Roasted Vegetable Pasta Primavera

A vibrant and healthy pasta dish featuring roasted vegetables and Italian flavors.
Prep Time 15 minutes
Cook Time 25 minutes
Total Time 40 minutes
Course Main Course
Cuisine Italian
Servings 4

Ingredients
  

  • 8 ounces pasta (penne or fusilli)
  • 1 whole zucchini, sliced into half-moons
  • 1 whole bell pepper (red or yellow), diced
  • 1 cup cherry tomatoes, halved
  • 1 cup broccoli florets
  • 1 whole carrot, sliced thinly
  • 3 tablespoons olive oil
  • 2 cloves garlic, minced
  • 1 teaspoon Italian seasoning
  • to taste salt and pepper
  • 0.25 cup grated Parmesan cheese (optional)
  • for garnish fresh basil leaves

Instructions
 

  • Preheat your oven to 425°F (220°C).
  • On a large baking sheet, arrange the sliced zucchini, bell pepper, cherry tomatoes, broccoli, and carrot.
  • Drizzle with 2 tablespoons of olive oil, sprinkle with Italian seasoning, garlic, salt, and pepper.
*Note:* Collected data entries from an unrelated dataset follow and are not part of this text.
PR #215, opened 2020-10-21
chore: only inject Windows env vars on Windows

dsanders11:
I don't believe there's any reason to have those on other platforms?

### DIFF
--- a/src/utils/depot-tools.js
+++ b/src/utils/depot-tools.js
@@ -41,6 +41,25 @@ function ensureDepotTools() {
   }
 }
 
+function platformOpts() {
+  let opts = {};
+
+  switch (os.platform()) {
+    case 'win32':
+      opts = {
+        DEPOT_TOOLS_WIN_TOOLCHAIN: '1',
+        DEPOT_TOOLS_WIN_TOOLCHAIN_BASE_URL:
+          'https://electron-build-tools.s3-us-west-2.amazonaws.com/win32/toolchains/_',
+        GYP_MSVS_HASH_9ff60e43ba91947baca460d0ca3b1b980c3a2c23:
+          '6d205e765a23d3cbe0fcc8d1191ae406d8bf9c04',
+        GYP_MSVS_HASH_a687d8e2e4114d9015eb550e1b156af21381faac:
+          'b1bdbc45421e4e0ff0584c4dbe583e93b046a411',
+      };
+  }
+
+  return opts;
+}
+
 function depotOpts(config, opts = {}) {
   // some defaults
   opts = {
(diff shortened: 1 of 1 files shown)


codebytere (approved):
agreed, ty

src/utils/depot-tools.js
```diff
@@ -54,13 +54,17 @@ function depotOpts(config, opts = {}) {
...
+      ? {
+          DEPOT_TOOLS_WIN_TOOLCHAIN: '1',
+          DEPOT_TOOLS_WIN_TOOLCHAIN_BASE_URL:
+            'https://electron-build-tools.s3-us-west-2.amazonaws.com/win32/toolchains/_',
+          GYP_MSVS_HASH_9ff60e43ba91947baca460d0ca3b1b980c3a2c23:
+            '6d205e765a23d3cbe0fcc8d1191ae406d8bf9c04',
+          GYP_MSVS_HASH_a687d8e2e4114d9015eb550e1b156af21381faac:
+            'b1bdbc45421e4e0ff0584c4dbe583e93b046a411',
+        }
+      : {}),
```
ckerr, line 67: :+1: on making this platform dependent. To bikeshed slightly though -- this PR takes an already-slightly-awkward code flow and makes it slightly _more_ awkward.

What would you think about something like this, extracting this out to another method for readability:

```js
  function platformOpts() {
    switch (os.platform()) {
      case 'win32':
        return {
          DEPOT_TOOLS_WIN_TOOLCHAIN: '1',
          DEPOT_TOOLS_WIN_TOOLCHAIN_BASE_URL:
            'https://electron-build-tools.s3-us-west-2.amazonaws.com/win32/toolchains/_',
          GYP_MSVS_HASH_9ff60e43ba91947baca460d0ca3b1b980c3a2c23:
            '6d205e765a23d3cbe0fcc8d1191ae406d8bf9c04',
          GYP_MSVS_HASH_a687d8e2e4114d9015eb550e1b156af21381faac:
            'b1bdbc45421e4e0ff0584c4dbe583e93b046a411',
        };
      default:
        return {};
    }   
  }
  
  function depotOpts(config, opts = {}) {
    ...
    opts.env = {
      // set these defaults that can be overridden via process.env
      PYTHONDONTWRITEBYTECODE: '1', // depot needs it
      DEPOT_TOOLS_METRICS: '0', // disable depot metrics
      ...process.env,
      ...platformOpts(),
      ...config.env,
      ...opts.env,
      // Circular reference so we have to delay load
      ...require('./goma').env(config),
    };
    ...
```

Toss until all vegetables are evenly coated.
  • Roast the vegetables in the preheated oven for 20-25 minutes or until tender and slightly caramelized, tossing halfway through for even cooking.
  • Meanwhile, cook the pasta according to package instructions until al dente. Drain and set aside.
  • In a large skillet, add the roasted vegetables, cooked pasta, and the remaining tablespoon of olive oil. Toss to combine. If the mixture appears dry, you can add a splash of reserved pasta water.
  • Cook over medium heat for another 2-3 minutes to warm everything through, mixing in grated Parmesan cheese if using.
  • Taste and adjust for seasoning with additional salt and pepper if needed.
  • Serve hot, garnished with fresh basil leaves.

Notes

Feel free to customize the vegetables based on your preference.